141: Use of Naltrexone in treating pregnant women with opioid use disorder (OUD)

Abstract

Our designated obstetric OUD clinic offers opiate detoxification. If fully detoxed, naltrexone is offered. Naltrexone protocol requires the patient be opiate free for at least 7 days with 2 negative drug screens. A daily 50 mg dose is used that is adjusted near delivery. To date, only a few retrospective studies on naltrexone implant use during pregnancy are in print. The study objective was to prospectively evaluate the use of naltrexone in pregnancy. Prospective study that collected data on all pregnant women who started naltrexone after opiate detoxification.
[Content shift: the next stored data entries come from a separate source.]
Issue #784, opened 2020-04-06
Support for DynamoDB - data restructuring - Page Builder - querying images


doitadrian:
Continuing from #781, this issue gives more details about solving the "Page Builder - querying latest pages" issue.

## From the introduction issue
Both pages and page elements (`PbPage` and `PbPageElement` collections in the database) contain images and currently, they are stored as simple IDs in the database. That means every time a page is being loaded, the database needs to be queried / the files need to be loaded. 

So if we had 10 files placed in a page, that's basically 10 database calls. And what's even worse, is that the Page Builder is directly querying the `Files` collection, owned by the File Manager service. In theory, the database that the File Manager is relying on might be different than the one Page Builder is using, so this definitely shouldn't be allowed.

The following images show some example data:

![image](https://user-images.githubusercontent.com/5121148/78454754-4e5d4d00-769a-11ea-9c9c-61eb5475bfaf.png)
![image](https://user-images.githubusercontent.com/5121148/78454769-692fc180-769a-11ea-9bc6-546d3572777c.png)

## Possible Solution
The idea is to replace the shown IDs with file "keys". What is a file "key" ?

It's basically a file name, but it is unique and immutable once created. The file key is created upon file upload. Here we can see some examples:

![image](https://user-images.githubusercontent.com/5121148/78522805-db092780-77ce-11ea-968a-a305663d7c77.png)

By replacing the IDs with the keys, we won't be needing to query the database to get it the key that's behind the ID. This key basically all that is needed in order for us to construct the full URL. The only other thing we need is the `srcPrefix`, which is stored in File Manager's settings:

![image](https://user-images.githubusercontent.com/5121148/78523104-fa548480-77cf-11ea-8c14-1b40e022c2f7.png)

How to get that? Well, we don't want to get it by doing a database query on the `Settings` collection and make a similar mistake we previously did (querying the `Files` collection directly from the Page Builder service).

We should fetch it via the File Manager's GraphQL endpoint with a simple GraphQL query. Note that [`srcPrefix`](https://github.com/webiny/webiny-js/blob/master/packages/api-files/src/plugins/models/filesSettings.model.ts) cannot be extracted via GraphQL and that you'll need to expose it first.

Once you have that, in the Page Builder, you'll be able to do something like [this](https://github.com/webiny/webiny-js/blob/master/packages/api-i18n/src/plugins/service.ts). Here we can see that we are using a GraphQL client to query the I18N service for needed data. The same logic should happen in the page builder.

[...]

PR #1238, opened 2020-09-15
feat: file is saved as a object containing more data instead of just id

### LINKED ISSUE #614: Handling of files in the `content` field of `PbPage` model
## This is:
- Idea

## Actual Behavior

Before we start off, let's give some background.

## Background
In PageBuilder, we have `PpPage` model and in it, the `content` field.

The `content` field may store images. The following is an excerpt in
which we can see how a file is saved in the database.

```
(...)
    {
      "id": "Of2JQrobK",
      "data": {
        "image": {
          "file": "5db3410646e6da8d61cc1393"
        }
      },
      "elements": [],
      "path": "0.0.0.0.2",
      "type": "image"
    }
(...)
```

This value of `file` key here is a result of several steps:
1. In the Page Builder, user picks an image from File Manager. Note that the File Manager doesn't return the file's ID, but a full data object: `{ src, size, id, type, key }`. So once the client sends the revision update mutation, this whole object is sent.

2. On the backend, we have a set of plugins that completely traverse received `content`, and do the replacing upon saving to the database. So instead of the full received object, only `id` is saved, like in the first example shown above.

3. Again, when fetching data from the database, we have the opposite process, in which a set of plugins convert these IDs into `{ src, id }` objects, so that the frontend again has the initial structure od data. Note that only `src` and `id` values are returned, no need really for other keys. But it can be added if needed.

## The problem
The problem is currently happening in step 3. Currently, when we want to replace the ID with the object, we need to load the file, and we do that by directly accessing the database connection, and doing a query on `File` collection, which is not an ideal approach.

The second approach that was tried here was doing a GQL query on `api-files` service, which is much better in terms of microservices approach. But this time, the problem is that getting/listing pages becomes slow since each page has to do an HTTP request (1 page = 1 HTTP request that fetched multiple files). We have an even worse case when you do a `listPages`, in which you might query for 10 or more pages. A lot of HTTP requests and a lot of latency is being added.

So is there a third way that we could solve this?

## Possible Solution
To solve the above-explained problem, we could save files a bit differently.

Instead of saving the file `id` to the database, we would save file `key`. This is good because field `key` never changes and since we have it, we can easily construct the full URL to the file upon receiving the page data from the database.

We would only need to fetch the prefix for all files, which is stored in `api-files` service's settings, and which can be fetched via GQL. This would need to be fetched only once so it's not super intensive on the backend.

So to summarize, this would free us from making GQL requests (fetching all files by their IDs), since we would be able to construct full paths directly in code.

### Problem - File Manager File-Replacement Feature 
Question: do we want a file-replacement feature in the File Manager? In other words, can a user have a single image selected in multiple pages, and then go to the File Manager and choose that same image and replace it with another one? So basically `id` of the file stays the same, and the `key` to which it points changes.

If so, the above solution won't work, since it proposes saving file `key` instead of `id`. And changing the key of a single file via File Manager would not apply changes to the `content` field in pages.

brunozoric:
## Related Issue
Closes #614 #784 

## Status
- [x] correct storing/fetching the data in the existing modifiers and use `SettingsManager` to get the `srcPrefix`, always once
- [ ] adapt installation process to the newest changes
- [x] **[moved to #1250]** host installation files on a public S3  bucket

## Your solution
We are now saving file object that contains __type, id, name, size, type and meta object (height, width, aspectRatio, private).
When fetching, there is only one extra call to get srcPrefix so we can create src of the image.

## How Has This Been Tested?
Project was built from the start - yarn install -> setup-repo -> deploy -> save page, save settings general tab, save settings social tab


packages/api-page-builder/src/plugins/pageContentModifiers.ts
```diff
@@ -14,41 +36,31 @@ export default [
         type: "pb-page-element-modifier",
         elementType: "*",
         getStorageValue({ element }) {
-            const file = get(element, "data.settings.background.image.file.id");
-            if (file) {
-                set(element, "data.settings.background.image.file", file);
-            }
+            const file = element?.data?.settings?.background?.image?.file;
+            element.data.settings.background.image.file = createFileForDatabase(file);
```
Pavel910, line 40: @brunozoric line 39 uses optional chaining, but line 40 assigns directly to the deeply nested key. Maybe we should use `set` to assign file value?

doitadrian:
P.S. Don't forget to test the PB installation. 🙂  @brunozoric

doitadrian:
BTW I see the installation isn't mentioned here, but I was sure I did mention it.

So I went searching, and this is basically a duplicate issue, but this one mentions the installation 🙂 

https://github.com/webiny/webiny-js/issues/784

doitadrian:
@brunozoric @Pavel910 

Once we're done with the basic setup, we should also finally move the installation files into our public S3 bucket and have our installation process pull files from it. We don't need to bother users with uploading the ZIP in every new project.

I think we can just create a simple S3 bucket in our main AWS account, and host the files there. I remember @Pavel910 mentioning having a new folder for every version of Webiny, but at this point, since these files have NEVER changed, I think we can just drag and drop the ZIP, and get the URL.

Pavel910:
@doitadrian we'll do that as the very last step before v5 release. We also need to migrate to new Slate, which will change the structure of data, and we'll need to update installation files.

doitadrian:
Excellent @Pavel910, I'll write this as a new issue then.

PR #1245, opened 2020-09-16
fix: eslint warnings for v5

brunozoric:
## Related Issue
eslint warnings in v5- no defined issue

## Your solution
Unused variables were removed, imports were renamed and removed and some lines put under eslint disable (where really necessary).
For some function arguments a type was created with what it contains since it is not used but we want to know what is inside it.
There is some object destructuring when some property does not need (or must not) be used later on when passing that object and eslint is giving error about var not being used - here I set eslint-disable for that line. Maybe lodash omit can be used?

## How Has This Been Tested?
`yarn` -> `yarn build` -> `yarn webiny deploy api --env=local` -> `yarn start`


Ashu96 (commented):
Looks good to me :+1: 
Nicely done @brunozoric  :zap: 

I really liked the simplified `scripts` inside `package.json`. For example,
`"eslint:fix": "yarn eslint --fix",`

package.json
```diff
@@ -138,9 +138,9 @@
     "lint-staged": "lint-staged",
     "postinstall": "node ./scripts/linkPackages.js",
     "prepublishOnly": "node scripts/prepublishOnly.js",
-    "prettier": "prettier --config .prettierrc.js --write",
-    "prettier:check": "prettier \"**/**/*.{js,jsx,ts,tsx}\" --check --config .prettierrc.js",
-    "prettier:fix": "prettier \"**/**/*.{js,jsx,ts,tsx}\" --config .prettierrc.js --write",
+    "prettier": "prettier \"**/**/*.{js,jsx,ts,tsx}\" --config .prettierrc.js",
+    "prettier:check": "yarn prettier --check",
+    "prettier:fix": "yarn prettier --write",
```
doitadrian, line 143: Looks good, please just use the command here as well:
image

packages/project-utils/bundling/ssr/buildAppSSR.js
```diff
@@ -3,6 +3,7 @@ const fs = require("fs-extra");
 
 module.exports.buildAppSSR = async (
     { app = null, indexHtmlPath = null, createAppPath = null, output, ...options },
+    // eslint-disable-next-line
```
doitadrian, line 6: I think we can remove this line / the unused `context` below. I don't see it being used anywhere.

packages/project-utils/bundling/ssr/buildAppSSRFromSource.js
```diff
@@ -5,6 +5,7 @@ const { setupOutput } = require("./utils");
 
 module.exports.buildAppSSRFromSource = async (
     { handler = null, renderer = null, output = null, ...options },
+    // eslint-disable-next-line
```
doitadrian, line 8: Samo as `packages/project-utils/bundling/ssr/buildAppSSR.js`.

doitadrian (changes requested):
Very nice cleanup 👏 

Just check the three super-tiny comments, and we merge this.

doitadrian (approved):

doitadrian:
Awesome @brunozoric 👏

Data collection included GA at full detoxification, GA at naltrexone initiation, fetal response to the drug, pregnancy/newborn outcome, relapse rate, and paired maternal/cord blood levels for free naltrexone and 6-beta- naltrexol (20 patients). 108 pregnant patients started naltrexone during the study period. No relapses occurred in the 7-day no-treatment window prior to drug initiation. 82 (76%) patients were on naltrexone to delivery and no neonates had NAS. 4 newborns had NAS in the 26 cases that stopped naltrexone prior to delivery. Primary reasons for stopping naltrexone were headache (8) and “did not think they needed it” (11). 57 (53%) cases were started after 24 weeks gestation and had continuous fetal monitoring for 60 minutes during the first dose and no changes in FHR were seen. For the 51 cases < 24 weeks, no changes were seen in the FHR by auscultation or ultrasound during first dosage administration. 21 (19%) started naltrexone in the first trimester (<13 weeks) and no fetal anomalies occurred. No cases of SAB or IUFD occurred in the 108 pregnancies. 12 (11%) patients spontaneously delivered prior to 37 weeks gestation. Cord blood levels for naltrexone and 6-beta-naltrexol matched maternal levels (Table); no levels were elevated; and values were undetected if naltrexone was discontinued more than 60 hours prior to delivery. This is the first prospective study and largest to date on the use of naltrexone in pregnancy. The drug crosses the placenta; maternal and fetal levels are concordant; and the drug clears quickly. The drug is well-tolerated by both mother and fetus and newborns do not experience NAS if the mother is on naltrexone to delivery. These data demonstrate that the use of naltrexone is a viable option for managing OUD in pregnancy.